1. Total Energies – The differences between local‑ and non‑local hybrids are consistently within the estimated BSE for all basis sets. In the aug‑cc‑pV6Z limit the discrepancy falls below 10⁻⁴ Hartree, essentially indistinguishable from numerical noise.

2. Highest Occupied Molecular Orbital Energies (ε_HOMO) – The local‑hybrid ε_HOMO values differ from their non‑local counterparts by less than 10⁻⁴ Hartree, a margin that is negligible for most chemical‑accuracy applications.

3. Electric Multipole Moments – Here the local‑hybrid functionals show slightly larger deviations, typically 0.02–0.05 Debye for dipole moments, which are still smaller than the BSE associated with the 6‑311G basis. With the aug‑cc‑pV4Z and aug‑cc‑pV6Z sets the discrepancies shrink further, confirming that the observed differences are not intrinsic to the functional form but rather stem from residual basis‑set incompleteness.

Beyond accuracy, the computational advantage of the local‑hybrid approach is emphasized. Because the exchange term is expressed as a local potential, the Kohn‑Sham equations remain purely differential; no costly four‑center exchange integrals or their associated screening techniques are required. In practice, the FD implementation of a local‑hybrid functional converges 2–3 times faster than a comparable non‑local hybrid calculation on the same grid, and it consumes significantly less memory. Moreover, the real‑space grid naturally avoids the basis‑set superposition error (BSSE) that can plague Gaussian‑type calculations, especially for weakly bound or highly polar systems.

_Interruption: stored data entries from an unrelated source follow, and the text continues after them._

PR #1543, opened 2026-08-14
Fix the RPM validation check for reserved paths

rtamalin:
## Description

The existing regexp check generates false positives as it will match any path ending with the reserved paths, not just the specific reserved paths.

Fixed by adding match at least one whitespace (`[[:space:]]`) character before the start of the path.

This fixes the CI feature test issue being hit by PR #1538.

### DIFF
--- a/ci/rmt-validate-packaging
+++ b/ci/rmt-validate-packaging
@@ -46,7 +46,7 @@ while IFS= read -r RPM; do
 
   # Check for forbidden directory ownership
   for dir_pattern in "${FORBIDDEN_DIRS[@]}"; do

The authors conclude that local‑hybrid functionals deliver total energies and orbital energies essentially indistinguishable from conventional hybrids while offering a markedly reduced computational burden. Although electric multipole moments exhibit modestly larger errors, these remain well below the typical basis‑set errors of commonly used Gaussian sets, and they are already acceptable for many practical applications (e.g., dipole‑driven spectroscopy, force‑field parametrization). Consequently, the paper recommends the adoption of local‑hybrid functionals whenever the target accuracy aligns with the demonstrated performance, particularly in large‑scale or high‑throughput studies where the avoidance of integro‑differential equations translates into tangible time and resource savings.

Future work suggested includes extending the benchmark to polyatomic and transition‑metal containing systems, exploring the impact of more sophisticated weighting schemes within the local‑hybrid framework, and performing direct comparisons with high‑level wave‑function methods to further delineate the accuracy envelope of these promising functionals.